GOAL OF THE EXERCISE
Among the entries below, find how many lines carry the word "setUp" and state only that figure.

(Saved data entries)
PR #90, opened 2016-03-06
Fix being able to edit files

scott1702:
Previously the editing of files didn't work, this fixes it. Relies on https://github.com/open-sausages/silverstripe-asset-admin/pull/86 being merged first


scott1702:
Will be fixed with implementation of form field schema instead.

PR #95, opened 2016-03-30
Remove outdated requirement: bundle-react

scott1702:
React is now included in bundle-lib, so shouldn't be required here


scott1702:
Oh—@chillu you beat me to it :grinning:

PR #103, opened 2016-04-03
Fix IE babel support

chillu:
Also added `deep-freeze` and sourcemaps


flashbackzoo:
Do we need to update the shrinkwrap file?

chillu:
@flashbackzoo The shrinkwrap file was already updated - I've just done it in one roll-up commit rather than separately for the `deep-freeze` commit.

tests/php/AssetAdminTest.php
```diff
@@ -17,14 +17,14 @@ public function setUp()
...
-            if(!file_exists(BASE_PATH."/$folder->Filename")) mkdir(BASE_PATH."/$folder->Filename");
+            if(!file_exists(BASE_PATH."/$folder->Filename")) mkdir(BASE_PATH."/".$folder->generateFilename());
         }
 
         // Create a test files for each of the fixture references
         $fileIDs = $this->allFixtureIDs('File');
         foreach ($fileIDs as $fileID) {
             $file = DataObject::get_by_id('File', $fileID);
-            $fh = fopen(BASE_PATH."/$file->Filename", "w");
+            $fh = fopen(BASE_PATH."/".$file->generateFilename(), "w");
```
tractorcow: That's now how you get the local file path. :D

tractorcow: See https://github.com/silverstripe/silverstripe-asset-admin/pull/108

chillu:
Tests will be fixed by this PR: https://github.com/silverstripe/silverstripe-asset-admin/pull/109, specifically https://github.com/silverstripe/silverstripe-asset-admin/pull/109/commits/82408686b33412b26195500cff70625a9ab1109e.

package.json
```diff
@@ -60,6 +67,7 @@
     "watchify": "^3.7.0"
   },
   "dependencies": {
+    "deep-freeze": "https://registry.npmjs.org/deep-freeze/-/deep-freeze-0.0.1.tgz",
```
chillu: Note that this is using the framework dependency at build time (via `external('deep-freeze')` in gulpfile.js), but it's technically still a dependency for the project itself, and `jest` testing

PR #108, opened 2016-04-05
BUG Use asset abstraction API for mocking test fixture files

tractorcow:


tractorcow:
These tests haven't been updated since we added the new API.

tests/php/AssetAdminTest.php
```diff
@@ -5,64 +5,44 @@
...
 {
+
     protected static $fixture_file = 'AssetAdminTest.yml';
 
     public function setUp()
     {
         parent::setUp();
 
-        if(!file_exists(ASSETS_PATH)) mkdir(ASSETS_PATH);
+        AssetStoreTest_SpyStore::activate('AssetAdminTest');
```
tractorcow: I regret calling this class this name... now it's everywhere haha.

SOLUTION FOR THIS EXERCISE
3